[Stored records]

PR #1503, opened 2018-09-04
Add missing ESLint rules as comments

IvanGoncharov:
Idea is to first add all of them as comment and than enable on per rule
basis.

### DIFF
--- a/.eslintrc.yml
+++ b/.eslintrc.yml
@@ -38,19 +38,47 @@ rules:
   # `eslint-plugin-flowtype` rule list based on `v2.50.0`
   # https://github.com/gajus/eslint-plugin-flowtype#eslint-plugin-flowtype
 
+  #flowtype/array-style-complex-type: undecided
+  #flowtype/array-style-simple-type: undecided
+  #flowtype/boolean-style: undecided
   flowtype/define-flow-type: error
+  #flowtype/delimiter-dangle: undecided
+  #flowtype/generic-spacing: undecided
+  #flowtype/newline-after-flow-annotation: undecided
+  #flowtype/no-dupe-keys: undecided
+  #flowtype/no-existential-type: undecided
+  #flowtype/no-flow-fix-me-comments: undecided
+  #flowtype/no-mutable-array: undecided
+  #flowtype/no-primitive-constructor-types: undecided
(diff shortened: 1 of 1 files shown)


IvanGoncharov:
No changes to existing rules I just sorted them in the same order as official docs.
All new rules added as comments.

mjmahone:
So anything that's commented out we want to have on, but we haven't turned it on yet? Any of those that can't be automatically turned on would be great to have as "simple first contribution" tasks for anyone looking to start contributing to the repo.

I think the re-order should be a separate PR: that way, it's clear in this PR which rules we want to add, and we can discuss whether those additions are valuable, before encouraging people to modify the repo to get those rules passing.

IvanGoncharov:
> So anything that's commented out we want to have on, but we haven't turned it on yet?

No, it's just all rules that were added in ESLint. Idea is to keep existing practice of explicitly marking rules as `off` or `error` so when comparing with ESLint list we can be sure that certain rule was evaluated and explicitly rejected.
Not all ESLint rules make sense for this lib, e.g.:
https://eslint.org/docs/rules/max-lines-per-function

I extracted separate PR with rearrangements: #1511

.eslintrc.yml
```diff
@@ -32,182 +32,328 @@ parserOptions:
   unicodeCodePointEscapes: true
 
 rules:
+  # https://github.com/prettier/eslint-plugin-prettier#installation
   prettier/prettier: error
 
+  # `eslint-plugin-flowtype` rule list based on `v2.50.0`
+  # https://github.com/gajus/eslint-plugin-flowtype#eslint-plugin-flowtype
+
+  #flowtype/array-style-complex-type: undecided
```
IvanGoncharov: @mjmahone now all new rules are marked as `undecided` to prevent confusion

mjmahone: Nice! Thank you

leebyron:
Note that any of these that deal with formatting (most of the flow ones) should be explicitly off if we're going to use prettier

- Task objective -
An exact copy of every entry above is the expected answer.

- Result below -
PR #1503, opened 2018-09-04
Add missing ESLint rules as comments

IvanGoncharov:
Idea is to first add all of them as comment and than enable on per rule
basis.

### DIFF
--- a/.eslintrc.yml
+++ b/.eslintrc.yml
@@ -38,19 +38,47 @@ rules:
   # `eslint-plugin-flowtype` rule list based on `v2.50.0`
   # https://github.com/gajus/eslint-plugin-flowtype#eslint-plugin-flowtype
 
+  #flowtype/array-style-complex-type: undecided
+  #flowtype/array-style-simple-type: undecided
+  #flowtype/boolean-style: undecided
   flowtype/define-flow-type: error
+  #flowtype/delimiter-dangle: undecided
+  #flowtype/generic-spacing: undecided
+  #flowtype/newline-after-flow-annotation: undecided
+  #flowtype/no-dupe-keys: undecided
+  #flowtype/no-existential-type: undecided
+  #flowtype/no-flow-fix-me-comments: undecided
+  #flowtype/no-mutable-array: undecided
+  #flowtype/no-primitive-constructor-types: undecided
(diff shortened: 1 of 1 files shown)


IvanGoncharov:
No changes to existing rules I just sorted them in the same order as official docs.
All new rules added as comments.

mjmahone:
So anything that's commented out we want to have on, but we haven't turned it on yet? Any of those that can't be automatically turned on would be great to have as "simple first contribution" tasks for anyone looking to start contributing to the repo.

I think the re-order should be a separate PR: that way, it's clear in this PR which rules we want to add, and we can discuss whether those additions are valuable, before encouraging people to modify the repo to get those rules passing.

IvanGoncharov:
> So anything that's commented out we want to have on, but we haven't turned it on yet?

No, it's just all rules that were added in ESLint. Idea is to keep existing practice of explicitly marking rules as `off` or `error` so when comparing with ESLint list we can be sure that certain rule was evaluated and explicitly rejected.
Not all ESLint rules make sense for this lib, e.g.:
https://eslint.org/docs/rules/max-lines-per-function

I extracted separate PR with rearrangements: #1511

.eslintrc.yml
```diff
@@ -32,182 +32,328 @@ parserOptions:
   unicodeCodePointEscapes: true
 
 rules:
+  # https://github.com/prettier/eslint-plugin-prettier#installation
   prettier/prettier: error
 
+  # `eslint-plugin-flowtype` rule list based on `v2.50.0`
+  # https://github.com/gajus/eslint-plugin-flowtype#eslint-plugin-flowtype
+
+  #flowtype/array-style-complex-type: undecided
```
IvanGoncharov: @mjmahone now all new rules are marked as `undecided` to prevent confusion

mjmahone: Nice! Thank you

leebyron:
Note that any of these that deal with formatting (most of the flow ones) should be explicitly off if we're going to use prettier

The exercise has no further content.